Thats a funnel... Look out hurricane on the loose....:tu


----------



## 4WheelVFR (Jun 27, 2006)

This storm is still gathering strength!


----------



## Mr.Maduro (Aug 2, 2006)

If this is what I think it is........... all I can say is LOOKOUT!!!

:mn:mn:mn:mn:mn


----------



## M1903A1 (Jun 7, 2006)

"INCOMIIIIIIIIIING!!!!!!!!!!!!!!!!!!!!!!!!!!!!!" :tu


----------



## mrbl8k (Jan 4, 2007)

4WheelVFR said:


> This storm is still gathering strength!
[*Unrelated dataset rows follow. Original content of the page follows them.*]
PR #345, opened 2017-02-23
credentials: Add /O=systems:master for kube-admin

### LINKED ISSUE #344: Set /O=system:masters for the admin certificate DN
As per https://kubernetes.io/docs/admin/authorization/#rbac-mode:

> When bootstrapping, superuser credentials should include the system:masters group, for example by creating a client cert with /O=system:masters. This gives those credentials full access to the API and allows an admin to then set up bindings for other users.

With kube-aws v0.9.4-rc.3 I see:
```sh
$ openssl x509 -noout -subject -in credentials/admin.pem
subject= /CN=kube-admin
```

ankon:
Fixes #344 

----
This is tested in so far as that it produces a seemingly correct subject in the admin certificate. I'm still replacing my cluster to confirm that this indeed is enough.

### DIFF
--- a/core/controlplane/config/tls_config.go
+++ b/core/controlplane/config/tls_config.go
@@ -168,8 +168,9 @@ func (c *Cluster) NewTLSAssets(caKey *rsa.PrivateKey, caCert *x509.Certificate) 
 	}
 
 	adminConfig := tlsutil.ClientCertConfig{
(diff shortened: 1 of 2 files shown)


mumoshu:
LGTM. Thanks as always @ankon!

PR #1853, opened 2020-05-18
bugfix: flannel SubnetLen expects an int not an string

Fsero:
I was creating a cluster from latest and it seems that flannel expects an int


dominicgunn:
Thanks for doing this, I haven't gotten around to testing the v0.16.x branch yet. Appreciate the due diligence.

PR #1854, opened 2020-05-18
[v0.16.0] Creating a switch to disable ICMP Ping instead of the default allow 0.0.0/0

HarryStericker:
Currently kube-aws includes a rule in its security group to allow ping from all traffic (0.0.0.0/0). Unless this is necessary for a reason I have not foreseen, it is an inherent security risk, violates CIS compliance, and is probably superfluous if SG's are managed appropriately.

Therefore, I have created a switch in cluster.yaml to allow removal of this rule. I have left it enabled by default but am conscious that anyone upgrading needs to ensure this is in their cluster.yaml, so am happy to adjust the logic so that there's no impact unless you explicitly ask for it to be disabled. 

I don't think I've missed any other spots where this rule is used.

### DIFF
--- a/builtin/files/stack-templates/control-plane.json.tmpl
+++ b/builtin/files/stack-templates/control-plane.json.tmpl
@@ -219,12 +219,14 @@
             "ToPort": 22
           },
           {{end -}}
+          {{ if .openICMP.Enabled -}}
           {
             "CidrIp": "0.0.0.0/0",
             "FromPort": -1,
             "IpProtocol": "icmp",
             "ToPort": -1
           }
+          {{end -}}
         ],
         "Tags": [
           {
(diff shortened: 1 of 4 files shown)


HarryStericker:
Hey @dominicgunn, can i get a few pointers when you have time. Not sure what needs modifying to fix the build errors.

builtin/files/stack-templates/control-plane.json.tmpl
```diff
@@ -219,12 +219,14 @@
             "ToPort": 22
           },
           {{end -}}
+          {{ if .openICMP.Enabled -}}
           {
             "CidrIp": "0.0.0.0/0",
             "FromPort": -1,
             "IpProtocol": "icmp",
             "ToPort": -1
           }
```
dominicgunn, line 228: I think this might be your issue. Now that this is optional (`{{ if .... }}`) the block above is going to leave a trailing `,` if this is disabled, like this.

```
....
    "ToPort": 22
  },
]
```

We can't have that trailing slash if `openICMP` is disabled.

PR #1863, opened 2020-05-27
[v0.16.0] Switch CoreOS to Flatcar

dominicgunn:
## Changes

- Switches to use Flatcar in the v0.16.x branch, shamelessly stolen from @jorge07, thanks!


jorge07:
pre-stolen from @davidmccormick 😂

Gathering strength indeed!


----------



## 4WheelVFR (Jun 27, 2006)

Tick, tick, tick, tick........o


----------



## replicant_argent (May 13, 2006)

a month long prepared bomb?





I have a feeling its a dirty one.


----------



## M1903A1 (Jun 7, 2006)

I sense a countdown...clear the area, put on your dark goggles, and brace yourselves.....


----------



## Dirty Dee (Jul 18, 2006)

replicant_argent said:


> a month long prepared bomb?
> 
> I have a feeling its a dirty one.


I doubt that it is a dirty bomb seeing that I am the resident dirty bombologist.

Now a MOAB it may be. :ss


----------



## 4WheelVFR (Jun 27, 2006)

BUMP!!:mn


----------



## illinoishoosier (Aug 13, 2007)

Seanohue said:


> Am I the only one intrigued by the REO Speedwagon quote


Apparently yes...


----------



## BigVito (Jan 1, 2000)




----------



## thassanice (Apr 11, 2007)

Reminds me of the thing in the Forum at Caesar's Palace in Vegas. Anyone know what I'm talking about? All of the sudden gets real loud and the guy above the fish tank gets pissed.


----------



## montecristo#2 (May 29, 2006)

Man, I need to go out an buy some packing tape.


----------



## DETROITPHA357 (Jul 8, 2006)

Ohhhhh Yeahhhh....


----------



## SmokeyJoe (Oct 3, 2006)

Nothing like some good-old-fashioned unprovoked cigar carnage to get the blood pumping... o :ss


----------



## 4WheelVFR (Jun 27, 2006)

montecristo#2 said:


> Man, I need to go out an buy some packing tape.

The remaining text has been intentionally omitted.